- _Work order_
Give only the lines from the one containing "thomasgibson: I have" through the end of the material below, exactly as written.

- _Extracted information_
PR #28, opened 2021-04-12
Document face mass matrix functions, add nodal_quad_mass_matrix_for_face, deprecate broken use of nodal_mass_matrix_for_face, bump version

inducer:
`nodal_mass_matrix_for_face` permitted a "pseudo-overintegrated" usage, where it would use pseudoinverses to find coefficients and then try to piggyback off of `modal_face_mass_matrix`. For computing face mass matrices in vanilla nodal DG (where the pseudoinverse is the actual inverse), that is OK. But for overintegrated use, this is complete nonsense (and deprecated by this PR). This introduces a new `nodal_quad_mass_matrix_for_face` that does less, but correctly.

Prompted by @thomasgibson's prodding in https://github.com/inducer/grudge/pull/62#discussion_r611879139.

- [x] :warning: Wait for #29.

cc @lukeolson

### DIFF
--- a/modepy/matrices.py
+++ b/modepy/matrices.py
@@ -56,6 +56,7 @@ where :math:`(\phi_i)_i` is the basis of functions underlying :math:`V`.
 .. autofunction:: mass_matrix
 .. autofunction:: modal_mass_matrix_for_face
 .. autofunction:: nodal_mass_matrix_for_face
+.. autofunction:: nodal_quad_mass_matrix_for_face
 
 Differentiation is also convenient to express by using :math:`V^{-1}` to
 obtain modal values and then using a Vandermonde matrix for the derivatives
@@ -247,7 +248,17 @@ def mass_matrix(basis, nodes):
 
 def modal_mass_matrix_for_face(face: Face, face_quad: Quadrature,
         trial_functions, test_functions):
-    """
+    r"""Using the quadrature *face_quad*, provide a matrix :math:`M_f` that
+    satisfies:
+
+    .. math::
+
+        \displaystyle {(M_f)}_{ij} \approx \int_F \phi_i(r) \psi_j(r) dr,
+
+    where :math:`\phi_i` are the (volume) Lagrange basis functions obtained from
+    *test_functions* at *volume_nodes*, and :math:`\psi_j` are the (surface)
+    *trial_functions*.
+
     .. versionadded:: 2020.3
     """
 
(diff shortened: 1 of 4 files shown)


thomasgibson (approved):
Thanks for updating the docstrings and adding the new face mass routine. This makes sense and I've just verified that the grudge unit tests in https://github.com/inducer/grudge/pull/62 seem happy.

There are other problems I'm trying to deal with, but I believe they are not related to the functions here. Will update in https://github.com/inducer/grudge/pull/62.

modepy/matrices.py
```diff
@@ -265,15 +276,64 @@ def modal_mass_matrix_for_face(face: Face, face_quad: Quadrature,
...
+    *test_functions* at *volume_nodes*, and :math:`w_i` and :math:`r_i` are the
+    weights and nodes from *face_quad*.
+
+    .. versionadded :: 2021.2
+    """
+    vol_vdm = vandermonde(test_functions, volume_nodes)
+
+    mapped_nodes = face.map_to_volume(face_quad.nodes)
+
+    vol_modal_mass_matrix = np.empty((len(test_functions), len(face_quad.weights)))
```
thomasgibson, line 331: Will this work if `face_quad = mp.Quadrature(np.empty((0, 1)), np.empty((0, 1)))`? I don't think this does. Thinking of the case where the face/face_quadrature is coming from a face group on a point set (dim = 0).

thomasgibson (commented):
Just a comment concerning a corner-case I'm running into with mirgecom.

modepy/matrices.py
inducer: > `mp.Quadrature(np.empty((0, 1)), np.empty((0, 1)))`

This is strange to me. It looks like you're passing a 2D array (of shape `(0, 1)` for `weights`. Weights to me are always 1D. Could you explain?

thomasgibson: Sure. So in one of the diffusion tests in mirgecom, (1D), a `QuadratureSimplexElementGroup` is passed in as a face group (`afgrp`), which has spatial dimension zero, and a quadrature rule coming from here: https://github.com/inducer/meshmode/blob/main/meshmode/discretization/poly_element.py#L275

This is the latest commit I used in the grudge branch: https://github.com/inducer/grudge/pull/62/commits/de29e293e66b920a990c80de7f25165ca396c0ae

I managed to reproduce the error by running this in the mirgecom tests: `py.test test_diffusion.py -k 'test_diffusion_accuracy' -x --pdb`. Seems to be failing only for 1D, so you can reproduce this error using the 1D test parameter: `problem = get_static_trig_var_diff(1)`

thomasgibson: I have not ruled out my own errors, but I am wondering if we're handling 0-dim facets correctly!

inducer: (Btw, when discussing errors, please include a traceback.) (You can get a usable one with `--tb=native` in pytest. Pytest's default ones are not usable.) 

I get [this](https://gist.github.com/inducer/2bf979884c444674b4bdd87afe65d2df). Is that what you're seeing?

inducer: > `mp.Quadrature(np.empty((0, 1)), np.empty((0, 1)))`

I just realized that this is in fact a [code snippet from meshmode](https://github.com/inducer/meshmode/blob/511c8af87b09d4f5a1b39b22498664807b161c49/meshmode/discretization/poly_element.py#L275). I did not know that, and it took me a long time to figure it out.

- _Response area_
thomasgibson: I have not ruled out my own errors, but I am wondering if we're handling 0-dim facets correctly!

inducer: (Btw, when discussing errors, please include a traceback.) (You can get a usable one with `--tb=native` in pytest. Pytest's default ones are not usable.) 

I get [this](https://gist.github.com/inducer/2bf979884c444674b4bdd87afe65d2df). Is that what you're seeing?

inducer: > `mp.Quadrature(np.empty((0, 1)), np.empty((0, 1)))`

I just realized that this is in fact a [code snippet from meshmode](https://github.com/inducer/meshmode/blob/511c8af87b09d4f5a1b39b22498664807b161c49/meshmode/discretization/poly_element.py#L275). I did not know that, and it took me a long time to figure it out.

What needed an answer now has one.